Repeat exactly the line that contains "in GFX mode" and every line below it to the end of the material, omitting all others.
>>>
PR #4322, opened 2017-12-20
Rail fixes for GFX mode

akallabeth:
* Added proper argument checks in RAILS channel
* Fixed screen update in GFX mode
* Fixed some missing NULL pointer checks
<<<
- _SOLUTION TO THIS EXERCISE_:
* Fixed screen update in GFX mode
* Fixed some missing NULL pointer checks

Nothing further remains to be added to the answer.